### Materials provided
= = = = =

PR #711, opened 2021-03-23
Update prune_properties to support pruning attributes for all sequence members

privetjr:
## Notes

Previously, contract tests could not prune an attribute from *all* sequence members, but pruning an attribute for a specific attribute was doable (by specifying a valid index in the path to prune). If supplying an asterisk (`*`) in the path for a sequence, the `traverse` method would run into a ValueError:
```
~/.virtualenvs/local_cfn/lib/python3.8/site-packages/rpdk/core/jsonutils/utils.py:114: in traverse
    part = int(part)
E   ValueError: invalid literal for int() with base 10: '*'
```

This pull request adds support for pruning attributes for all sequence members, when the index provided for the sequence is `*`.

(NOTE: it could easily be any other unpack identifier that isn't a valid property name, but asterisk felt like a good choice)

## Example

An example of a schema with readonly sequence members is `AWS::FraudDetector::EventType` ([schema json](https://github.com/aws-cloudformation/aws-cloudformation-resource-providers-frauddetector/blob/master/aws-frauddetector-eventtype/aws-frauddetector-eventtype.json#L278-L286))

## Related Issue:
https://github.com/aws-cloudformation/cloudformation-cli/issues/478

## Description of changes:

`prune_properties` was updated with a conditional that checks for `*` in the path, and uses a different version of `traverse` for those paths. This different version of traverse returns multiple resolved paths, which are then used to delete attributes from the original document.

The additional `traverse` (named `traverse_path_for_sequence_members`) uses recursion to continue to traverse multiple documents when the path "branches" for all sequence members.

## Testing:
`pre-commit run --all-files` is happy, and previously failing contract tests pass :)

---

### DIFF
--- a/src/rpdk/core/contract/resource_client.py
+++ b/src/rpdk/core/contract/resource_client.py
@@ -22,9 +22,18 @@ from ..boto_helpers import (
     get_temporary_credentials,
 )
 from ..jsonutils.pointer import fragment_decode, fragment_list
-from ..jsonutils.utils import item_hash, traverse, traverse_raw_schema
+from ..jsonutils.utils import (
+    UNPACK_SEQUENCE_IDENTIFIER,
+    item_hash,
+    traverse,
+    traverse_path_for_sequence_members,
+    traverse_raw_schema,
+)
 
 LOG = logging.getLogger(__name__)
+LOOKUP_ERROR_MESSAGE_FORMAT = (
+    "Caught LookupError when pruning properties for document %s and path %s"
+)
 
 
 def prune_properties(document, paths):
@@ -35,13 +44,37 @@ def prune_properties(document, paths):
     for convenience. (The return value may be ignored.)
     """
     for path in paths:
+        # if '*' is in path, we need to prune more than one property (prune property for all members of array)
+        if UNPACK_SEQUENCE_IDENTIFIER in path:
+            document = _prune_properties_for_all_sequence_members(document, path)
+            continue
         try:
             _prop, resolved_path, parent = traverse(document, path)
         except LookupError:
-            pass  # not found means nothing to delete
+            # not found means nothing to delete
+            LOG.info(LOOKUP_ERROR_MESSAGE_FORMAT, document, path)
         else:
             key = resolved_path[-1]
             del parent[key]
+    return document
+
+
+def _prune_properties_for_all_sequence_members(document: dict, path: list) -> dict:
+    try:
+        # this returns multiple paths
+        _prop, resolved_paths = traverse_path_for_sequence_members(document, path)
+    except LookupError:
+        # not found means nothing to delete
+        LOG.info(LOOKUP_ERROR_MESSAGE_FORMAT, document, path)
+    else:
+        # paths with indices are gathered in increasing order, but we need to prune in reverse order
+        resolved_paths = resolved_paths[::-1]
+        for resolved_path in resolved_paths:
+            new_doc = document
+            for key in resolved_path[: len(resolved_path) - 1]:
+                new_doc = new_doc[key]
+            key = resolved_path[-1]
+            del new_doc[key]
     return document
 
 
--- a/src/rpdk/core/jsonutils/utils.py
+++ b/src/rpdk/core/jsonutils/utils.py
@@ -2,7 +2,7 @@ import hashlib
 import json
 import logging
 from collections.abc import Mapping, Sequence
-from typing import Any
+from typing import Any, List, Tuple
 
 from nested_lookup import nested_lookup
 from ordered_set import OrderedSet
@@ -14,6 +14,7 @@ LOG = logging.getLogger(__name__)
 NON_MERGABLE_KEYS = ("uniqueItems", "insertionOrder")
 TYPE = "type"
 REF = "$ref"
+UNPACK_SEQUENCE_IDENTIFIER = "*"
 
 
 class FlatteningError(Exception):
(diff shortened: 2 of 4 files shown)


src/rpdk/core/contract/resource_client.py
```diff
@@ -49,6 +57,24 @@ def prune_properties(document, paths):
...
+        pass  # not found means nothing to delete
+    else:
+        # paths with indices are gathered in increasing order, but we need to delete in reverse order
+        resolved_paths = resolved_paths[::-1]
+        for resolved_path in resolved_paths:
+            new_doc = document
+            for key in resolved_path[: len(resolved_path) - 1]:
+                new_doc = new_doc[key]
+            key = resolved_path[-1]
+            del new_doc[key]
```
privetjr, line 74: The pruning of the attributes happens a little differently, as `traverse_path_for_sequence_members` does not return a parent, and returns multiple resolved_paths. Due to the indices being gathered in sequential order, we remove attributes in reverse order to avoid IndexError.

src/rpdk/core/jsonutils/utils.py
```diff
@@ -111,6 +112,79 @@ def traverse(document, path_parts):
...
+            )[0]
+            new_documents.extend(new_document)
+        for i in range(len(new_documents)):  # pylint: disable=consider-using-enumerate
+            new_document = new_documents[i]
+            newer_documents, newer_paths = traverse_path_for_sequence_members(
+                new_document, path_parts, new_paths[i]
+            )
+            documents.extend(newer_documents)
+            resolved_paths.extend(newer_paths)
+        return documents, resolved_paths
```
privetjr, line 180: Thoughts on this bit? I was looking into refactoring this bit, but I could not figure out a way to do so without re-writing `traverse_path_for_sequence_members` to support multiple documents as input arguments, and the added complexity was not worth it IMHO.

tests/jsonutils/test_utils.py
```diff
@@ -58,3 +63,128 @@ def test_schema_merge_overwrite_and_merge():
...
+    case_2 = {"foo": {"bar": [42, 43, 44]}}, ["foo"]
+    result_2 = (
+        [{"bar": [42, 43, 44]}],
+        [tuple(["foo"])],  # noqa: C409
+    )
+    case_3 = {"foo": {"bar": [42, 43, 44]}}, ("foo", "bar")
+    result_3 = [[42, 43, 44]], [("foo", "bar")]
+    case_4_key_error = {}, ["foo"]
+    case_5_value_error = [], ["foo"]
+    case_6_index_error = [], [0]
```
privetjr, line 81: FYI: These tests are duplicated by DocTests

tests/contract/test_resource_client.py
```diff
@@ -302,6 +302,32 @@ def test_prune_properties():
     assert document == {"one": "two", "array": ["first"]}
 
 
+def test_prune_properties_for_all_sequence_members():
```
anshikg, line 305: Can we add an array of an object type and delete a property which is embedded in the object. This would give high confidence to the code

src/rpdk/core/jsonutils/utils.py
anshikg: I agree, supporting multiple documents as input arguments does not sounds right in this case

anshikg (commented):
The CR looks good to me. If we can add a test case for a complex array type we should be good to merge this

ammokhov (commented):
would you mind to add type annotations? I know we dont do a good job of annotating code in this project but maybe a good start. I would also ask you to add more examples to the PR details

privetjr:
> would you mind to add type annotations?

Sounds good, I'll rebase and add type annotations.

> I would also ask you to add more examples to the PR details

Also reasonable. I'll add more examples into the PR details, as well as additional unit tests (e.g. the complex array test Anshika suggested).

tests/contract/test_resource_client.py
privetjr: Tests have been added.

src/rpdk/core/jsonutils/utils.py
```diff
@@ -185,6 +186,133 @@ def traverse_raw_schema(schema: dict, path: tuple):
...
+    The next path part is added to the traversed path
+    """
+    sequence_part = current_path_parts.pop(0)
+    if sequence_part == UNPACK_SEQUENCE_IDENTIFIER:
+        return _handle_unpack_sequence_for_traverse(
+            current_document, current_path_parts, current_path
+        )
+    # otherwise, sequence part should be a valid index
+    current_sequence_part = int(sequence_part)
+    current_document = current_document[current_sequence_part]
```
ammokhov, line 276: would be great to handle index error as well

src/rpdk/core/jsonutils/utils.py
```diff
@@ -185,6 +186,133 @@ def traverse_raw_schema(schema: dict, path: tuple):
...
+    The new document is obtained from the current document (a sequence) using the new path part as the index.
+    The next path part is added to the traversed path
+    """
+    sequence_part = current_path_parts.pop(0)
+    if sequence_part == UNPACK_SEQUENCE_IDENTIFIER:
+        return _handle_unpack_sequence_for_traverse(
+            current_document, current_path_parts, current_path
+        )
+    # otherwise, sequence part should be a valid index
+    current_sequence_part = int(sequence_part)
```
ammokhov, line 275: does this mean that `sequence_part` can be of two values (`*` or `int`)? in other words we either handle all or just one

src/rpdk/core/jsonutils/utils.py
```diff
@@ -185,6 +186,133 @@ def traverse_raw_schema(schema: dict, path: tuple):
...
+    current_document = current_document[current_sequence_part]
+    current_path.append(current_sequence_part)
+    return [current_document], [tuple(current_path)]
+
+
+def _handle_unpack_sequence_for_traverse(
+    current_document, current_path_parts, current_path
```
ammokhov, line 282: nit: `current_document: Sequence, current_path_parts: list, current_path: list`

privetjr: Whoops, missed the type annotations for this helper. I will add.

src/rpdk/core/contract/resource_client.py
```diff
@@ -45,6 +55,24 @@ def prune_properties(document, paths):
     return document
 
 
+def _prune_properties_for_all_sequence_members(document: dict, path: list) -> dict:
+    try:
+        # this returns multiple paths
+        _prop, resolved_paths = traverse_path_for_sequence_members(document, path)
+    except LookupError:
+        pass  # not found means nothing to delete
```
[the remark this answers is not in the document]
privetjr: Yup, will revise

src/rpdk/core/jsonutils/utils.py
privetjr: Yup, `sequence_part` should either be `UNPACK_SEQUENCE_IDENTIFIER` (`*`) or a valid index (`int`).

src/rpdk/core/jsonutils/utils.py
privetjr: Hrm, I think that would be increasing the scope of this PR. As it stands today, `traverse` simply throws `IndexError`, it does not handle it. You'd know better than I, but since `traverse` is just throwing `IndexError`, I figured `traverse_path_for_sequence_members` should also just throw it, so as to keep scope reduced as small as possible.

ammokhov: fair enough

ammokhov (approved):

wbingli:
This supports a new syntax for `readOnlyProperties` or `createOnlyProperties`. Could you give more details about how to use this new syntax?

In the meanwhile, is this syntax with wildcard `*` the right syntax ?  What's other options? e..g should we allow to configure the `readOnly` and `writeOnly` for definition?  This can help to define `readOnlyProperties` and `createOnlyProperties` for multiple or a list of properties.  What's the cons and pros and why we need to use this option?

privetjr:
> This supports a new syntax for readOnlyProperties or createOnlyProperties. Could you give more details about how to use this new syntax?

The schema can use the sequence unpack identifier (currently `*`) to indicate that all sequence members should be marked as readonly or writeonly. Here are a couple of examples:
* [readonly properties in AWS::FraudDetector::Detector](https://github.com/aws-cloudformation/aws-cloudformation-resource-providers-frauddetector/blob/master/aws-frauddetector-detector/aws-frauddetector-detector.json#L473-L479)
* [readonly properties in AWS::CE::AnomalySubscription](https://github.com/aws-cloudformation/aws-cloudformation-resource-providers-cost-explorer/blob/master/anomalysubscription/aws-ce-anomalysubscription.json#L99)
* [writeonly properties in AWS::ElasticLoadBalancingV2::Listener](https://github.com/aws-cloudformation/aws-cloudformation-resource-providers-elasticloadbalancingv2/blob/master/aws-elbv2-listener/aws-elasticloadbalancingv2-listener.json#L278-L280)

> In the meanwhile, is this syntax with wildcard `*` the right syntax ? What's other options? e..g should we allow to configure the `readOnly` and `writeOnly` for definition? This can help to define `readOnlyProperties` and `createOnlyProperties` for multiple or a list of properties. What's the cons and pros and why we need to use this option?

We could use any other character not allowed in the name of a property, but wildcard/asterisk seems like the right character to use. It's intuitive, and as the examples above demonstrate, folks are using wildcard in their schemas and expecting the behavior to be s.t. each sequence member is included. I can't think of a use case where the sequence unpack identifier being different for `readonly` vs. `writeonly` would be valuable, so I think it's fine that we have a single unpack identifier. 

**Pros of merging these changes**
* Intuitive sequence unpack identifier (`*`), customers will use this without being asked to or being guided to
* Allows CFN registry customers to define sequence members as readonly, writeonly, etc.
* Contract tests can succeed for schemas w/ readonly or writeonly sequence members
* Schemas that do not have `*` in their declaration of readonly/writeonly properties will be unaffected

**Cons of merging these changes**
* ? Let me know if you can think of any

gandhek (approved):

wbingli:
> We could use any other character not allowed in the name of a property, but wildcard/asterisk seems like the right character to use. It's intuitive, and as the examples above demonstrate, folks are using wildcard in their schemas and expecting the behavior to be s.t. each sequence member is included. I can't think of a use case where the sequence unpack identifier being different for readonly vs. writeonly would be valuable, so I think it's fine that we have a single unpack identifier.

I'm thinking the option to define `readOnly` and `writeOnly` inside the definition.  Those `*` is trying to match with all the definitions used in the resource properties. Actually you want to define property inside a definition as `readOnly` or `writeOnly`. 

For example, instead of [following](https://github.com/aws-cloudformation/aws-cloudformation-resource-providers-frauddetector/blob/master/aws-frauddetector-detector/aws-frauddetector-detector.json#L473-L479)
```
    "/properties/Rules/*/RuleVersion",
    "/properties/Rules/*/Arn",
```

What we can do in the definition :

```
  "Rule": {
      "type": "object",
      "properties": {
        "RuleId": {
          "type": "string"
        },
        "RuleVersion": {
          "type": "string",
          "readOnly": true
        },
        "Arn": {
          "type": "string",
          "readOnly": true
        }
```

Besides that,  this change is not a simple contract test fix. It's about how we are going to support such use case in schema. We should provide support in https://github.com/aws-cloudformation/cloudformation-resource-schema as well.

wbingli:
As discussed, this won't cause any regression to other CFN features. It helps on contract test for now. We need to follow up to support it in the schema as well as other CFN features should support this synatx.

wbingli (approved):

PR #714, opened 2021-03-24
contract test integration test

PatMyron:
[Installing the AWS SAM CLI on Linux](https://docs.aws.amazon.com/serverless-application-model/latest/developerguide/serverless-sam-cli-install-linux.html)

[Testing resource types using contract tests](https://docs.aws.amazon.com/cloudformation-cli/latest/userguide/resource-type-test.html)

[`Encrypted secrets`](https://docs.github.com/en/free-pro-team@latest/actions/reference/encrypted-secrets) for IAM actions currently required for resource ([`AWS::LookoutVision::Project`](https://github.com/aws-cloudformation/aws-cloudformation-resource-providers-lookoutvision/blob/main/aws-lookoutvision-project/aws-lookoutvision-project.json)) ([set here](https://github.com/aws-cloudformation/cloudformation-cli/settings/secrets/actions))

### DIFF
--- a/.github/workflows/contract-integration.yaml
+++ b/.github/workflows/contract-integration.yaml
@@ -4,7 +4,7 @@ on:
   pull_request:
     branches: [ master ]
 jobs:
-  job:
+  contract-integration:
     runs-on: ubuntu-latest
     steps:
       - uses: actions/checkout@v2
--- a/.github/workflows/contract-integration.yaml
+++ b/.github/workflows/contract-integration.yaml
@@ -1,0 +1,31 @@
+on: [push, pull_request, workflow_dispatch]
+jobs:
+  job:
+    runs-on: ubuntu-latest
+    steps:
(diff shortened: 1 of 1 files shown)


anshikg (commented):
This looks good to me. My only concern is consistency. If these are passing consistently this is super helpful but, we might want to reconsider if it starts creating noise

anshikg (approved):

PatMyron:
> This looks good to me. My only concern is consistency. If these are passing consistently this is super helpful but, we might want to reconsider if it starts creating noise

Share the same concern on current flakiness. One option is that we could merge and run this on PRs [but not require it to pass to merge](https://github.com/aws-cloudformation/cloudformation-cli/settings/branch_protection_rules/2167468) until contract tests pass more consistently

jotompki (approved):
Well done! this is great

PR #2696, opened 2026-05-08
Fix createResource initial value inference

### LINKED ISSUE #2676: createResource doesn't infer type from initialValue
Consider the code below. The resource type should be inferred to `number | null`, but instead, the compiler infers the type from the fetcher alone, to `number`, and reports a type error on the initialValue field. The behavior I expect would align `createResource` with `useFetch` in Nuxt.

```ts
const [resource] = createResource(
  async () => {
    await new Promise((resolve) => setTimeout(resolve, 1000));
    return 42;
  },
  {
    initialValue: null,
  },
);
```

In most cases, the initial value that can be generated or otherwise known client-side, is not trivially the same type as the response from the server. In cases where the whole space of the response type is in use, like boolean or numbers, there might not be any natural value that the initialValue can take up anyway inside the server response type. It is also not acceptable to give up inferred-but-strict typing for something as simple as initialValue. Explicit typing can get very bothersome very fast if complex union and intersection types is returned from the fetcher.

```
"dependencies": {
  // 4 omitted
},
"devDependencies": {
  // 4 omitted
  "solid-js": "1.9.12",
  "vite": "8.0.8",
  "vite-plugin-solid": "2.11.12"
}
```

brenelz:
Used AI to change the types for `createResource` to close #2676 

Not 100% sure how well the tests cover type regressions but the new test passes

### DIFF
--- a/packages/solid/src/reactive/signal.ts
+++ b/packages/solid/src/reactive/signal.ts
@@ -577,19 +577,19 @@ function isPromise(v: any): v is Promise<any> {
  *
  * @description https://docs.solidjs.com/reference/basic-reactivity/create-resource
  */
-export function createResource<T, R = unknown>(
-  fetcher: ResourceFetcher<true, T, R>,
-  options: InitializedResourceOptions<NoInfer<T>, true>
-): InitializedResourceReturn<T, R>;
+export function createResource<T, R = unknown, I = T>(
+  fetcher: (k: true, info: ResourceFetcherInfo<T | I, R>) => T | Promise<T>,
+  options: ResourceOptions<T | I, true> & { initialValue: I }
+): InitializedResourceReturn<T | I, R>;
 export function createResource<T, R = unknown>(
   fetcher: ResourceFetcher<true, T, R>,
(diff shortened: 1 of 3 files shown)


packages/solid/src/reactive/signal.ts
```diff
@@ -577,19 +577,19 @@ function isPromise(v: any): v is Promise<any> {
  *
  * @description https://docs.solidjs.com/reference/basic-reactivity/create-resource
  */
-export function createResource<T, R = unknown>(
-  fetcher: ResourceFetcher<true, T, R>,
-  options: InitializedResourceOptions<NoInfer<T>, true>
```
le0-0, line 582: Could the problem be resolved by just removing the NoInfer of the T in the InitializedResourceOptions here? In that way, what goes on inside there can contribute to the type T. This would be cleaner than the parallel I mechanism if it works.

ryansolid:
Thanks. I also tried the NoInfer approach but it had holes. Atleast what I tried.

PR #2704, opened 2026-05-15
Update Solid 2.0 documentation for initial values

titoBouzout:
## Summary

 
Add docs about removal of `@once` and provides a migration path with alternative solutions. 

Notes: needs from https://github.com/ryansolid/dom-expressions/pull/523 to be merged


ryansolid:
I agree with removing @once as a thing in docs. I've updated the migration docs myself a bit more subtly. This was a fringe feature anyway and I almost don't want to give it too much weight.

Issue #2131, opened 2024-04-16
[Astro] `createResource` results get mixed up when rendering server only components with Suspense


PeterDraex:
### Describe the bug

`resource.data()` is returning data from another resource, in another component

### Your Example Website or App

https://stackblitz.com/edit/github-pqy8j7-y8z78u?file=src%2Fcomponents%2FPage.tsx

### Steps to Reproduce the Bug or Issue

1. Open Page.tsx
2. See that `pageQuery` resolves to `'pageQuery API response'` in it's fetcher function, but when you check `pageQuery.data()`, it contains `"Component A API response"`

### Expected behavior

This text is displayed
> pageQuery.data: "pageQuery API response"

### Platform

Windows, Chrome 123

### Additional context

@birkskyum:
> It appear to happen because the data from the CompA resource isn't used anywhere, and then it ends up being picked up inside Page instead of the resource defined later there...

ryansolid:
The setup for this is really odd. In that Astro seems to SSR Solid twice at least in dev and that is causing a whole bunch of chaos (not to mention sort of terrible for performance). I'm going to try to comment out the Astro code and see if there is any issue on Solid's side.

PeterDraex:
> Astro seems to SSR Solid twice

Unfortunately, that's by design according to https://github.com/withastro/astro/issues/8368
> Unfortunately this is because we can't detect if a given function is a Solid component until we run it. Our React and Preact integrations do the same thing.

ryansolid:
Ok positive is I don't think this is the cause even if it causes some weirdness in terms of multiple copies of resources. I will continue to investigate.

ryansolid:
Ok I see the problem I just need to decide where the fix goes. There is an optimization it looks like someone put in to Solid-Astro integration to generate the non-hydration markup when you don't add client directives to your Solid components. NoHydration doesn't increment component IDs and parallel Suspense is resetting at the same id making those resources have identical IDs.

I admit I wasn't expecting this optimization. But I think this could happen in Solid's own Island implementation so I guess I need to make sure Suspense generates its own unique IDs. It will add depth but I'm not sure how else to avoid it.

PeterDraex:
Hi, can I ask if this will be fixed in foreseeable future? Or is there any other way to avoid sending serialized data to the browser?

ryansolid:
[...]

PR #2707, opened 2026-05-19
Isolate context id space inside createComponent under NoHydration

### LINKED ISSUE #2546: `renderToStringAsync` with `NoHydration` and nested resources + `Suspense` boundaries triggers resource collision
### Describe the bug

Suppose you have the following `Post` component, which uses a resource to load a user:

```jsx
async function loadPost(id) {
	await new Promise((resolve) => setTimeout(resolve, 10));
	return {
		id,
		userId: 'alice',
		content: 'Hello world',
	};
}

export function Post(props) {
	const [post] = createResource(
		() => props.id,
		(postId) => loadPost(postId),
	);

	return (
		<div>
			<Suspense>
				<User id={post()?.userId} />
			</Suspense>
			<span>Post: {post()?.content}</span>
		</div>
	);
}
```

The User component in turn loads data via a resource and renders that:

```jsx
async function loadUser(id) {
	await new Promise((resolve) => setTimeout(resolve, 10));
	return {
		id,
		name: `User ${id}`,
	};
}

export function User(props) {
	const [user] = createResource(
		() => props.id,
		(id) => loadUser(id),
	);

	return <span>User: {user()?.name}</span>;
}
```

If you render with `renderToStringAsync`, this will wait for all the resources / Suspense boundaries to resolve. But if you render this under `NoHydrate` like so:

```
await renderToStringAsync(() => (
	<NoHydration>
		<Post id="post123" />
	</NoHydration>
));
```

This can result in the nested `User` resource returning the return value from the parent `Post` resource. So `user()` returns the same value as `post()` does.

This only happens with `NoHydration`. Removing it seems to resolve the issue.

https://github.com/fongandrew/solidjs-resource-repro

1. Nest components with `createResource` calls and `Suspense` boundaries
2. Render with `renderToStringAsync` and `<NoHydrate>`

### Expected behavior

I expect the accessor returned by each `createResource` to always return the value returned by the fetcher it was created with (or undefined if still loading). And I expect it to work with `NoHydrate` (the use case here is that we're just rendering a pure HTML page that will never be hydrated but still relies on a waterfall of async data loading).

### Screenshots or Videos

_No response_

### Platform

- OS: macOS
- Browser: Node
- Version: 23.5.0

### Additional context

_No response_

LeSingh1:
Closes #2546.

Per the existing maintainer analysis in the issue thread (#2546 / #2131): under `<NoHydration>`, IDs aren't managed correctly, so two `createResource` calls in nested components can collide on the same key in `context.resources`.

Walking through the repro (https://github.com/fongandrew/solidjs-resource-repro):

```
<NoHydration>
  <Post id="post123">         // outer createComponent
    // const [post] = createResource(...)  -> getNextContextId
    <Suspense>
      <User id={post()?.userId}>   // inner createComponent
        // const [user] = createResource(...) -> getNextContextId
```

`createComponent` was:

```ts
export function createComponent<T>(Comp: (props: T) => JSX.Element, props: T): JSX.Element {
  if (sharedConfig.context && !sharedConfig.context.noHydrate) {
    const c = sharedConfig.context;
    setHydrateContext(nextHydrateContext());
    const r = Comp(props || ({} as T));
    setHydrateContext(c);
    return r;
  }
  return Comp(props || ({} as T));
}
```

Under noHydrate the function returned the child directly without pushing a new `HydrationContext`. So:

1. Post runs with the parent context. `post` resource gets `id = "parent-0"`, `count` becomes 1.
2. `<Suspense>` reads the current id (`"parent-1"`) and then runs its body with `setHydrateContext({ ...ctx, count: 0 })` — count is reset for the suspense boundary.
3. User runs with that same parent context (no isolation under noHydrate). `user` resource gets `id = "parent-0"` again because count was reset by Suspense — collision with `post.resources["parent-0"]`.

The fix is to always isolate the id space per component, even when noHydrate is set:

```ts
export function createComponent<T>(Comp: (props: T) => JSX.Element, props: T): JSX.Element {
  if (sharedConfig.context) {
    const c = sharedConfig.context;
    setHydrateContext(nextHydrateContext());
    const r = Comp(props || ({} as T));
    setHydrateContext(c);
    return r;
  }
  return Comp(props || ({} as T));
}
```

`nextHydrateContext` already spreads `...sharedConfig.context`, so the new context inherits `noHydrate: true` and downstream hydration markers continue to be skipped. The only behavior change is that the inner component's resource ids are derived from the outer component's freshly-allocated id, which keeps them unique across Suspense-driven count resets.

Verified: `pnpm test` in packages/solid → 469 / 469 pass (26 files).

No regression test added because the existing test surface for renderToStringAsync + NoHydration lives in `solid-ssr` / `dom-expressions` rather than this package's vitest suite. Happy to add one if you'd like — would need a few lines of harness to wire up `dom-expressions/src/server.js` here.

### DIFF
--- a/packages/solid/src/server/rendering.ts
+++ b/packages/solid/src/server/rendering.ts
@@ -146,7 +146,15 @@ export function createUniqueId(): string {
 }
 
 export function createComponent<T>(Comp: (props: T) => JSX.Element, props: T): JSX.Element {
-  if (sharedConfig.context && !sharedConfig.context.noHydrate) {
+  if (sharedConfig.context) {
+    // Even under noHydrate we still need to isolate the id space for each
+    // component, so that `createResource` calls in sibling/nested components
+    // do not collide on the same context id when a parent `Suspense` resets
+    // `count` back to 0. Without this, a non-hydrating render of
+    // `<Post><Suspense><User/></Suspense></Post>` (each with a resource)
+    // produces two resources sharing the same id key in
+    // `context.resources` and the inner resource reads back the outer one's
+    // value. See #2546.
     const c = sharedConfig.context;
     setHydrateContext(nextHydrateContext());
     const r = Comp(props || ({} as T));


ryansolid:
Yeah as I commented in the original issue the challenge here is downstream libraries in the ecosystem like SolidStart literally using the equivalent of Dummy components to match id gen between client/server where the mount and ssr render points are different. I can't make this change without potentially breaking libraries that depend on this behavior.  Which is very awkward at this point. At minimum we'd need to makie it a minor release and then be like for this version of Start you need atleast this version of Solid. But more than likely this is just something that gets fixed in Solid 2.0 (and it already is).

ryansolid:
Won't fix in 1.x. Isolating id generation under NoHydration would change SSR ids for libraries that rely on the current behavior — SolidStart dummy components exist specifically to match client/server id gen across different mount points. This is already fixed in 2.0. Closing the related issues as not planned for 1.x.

= = = = =

### Prompt
What lines in the data above contain the word "agree"? Copy them all.

### Answer box
anshikg: I agree, supporting multiple documents as input arguments does not sounds right in this case
I agree with removing @once as a thing in docs. I've updated the migration docs myself a bit more subtly. This was a fringe feature anyway and I almost don't want to give it too much weight.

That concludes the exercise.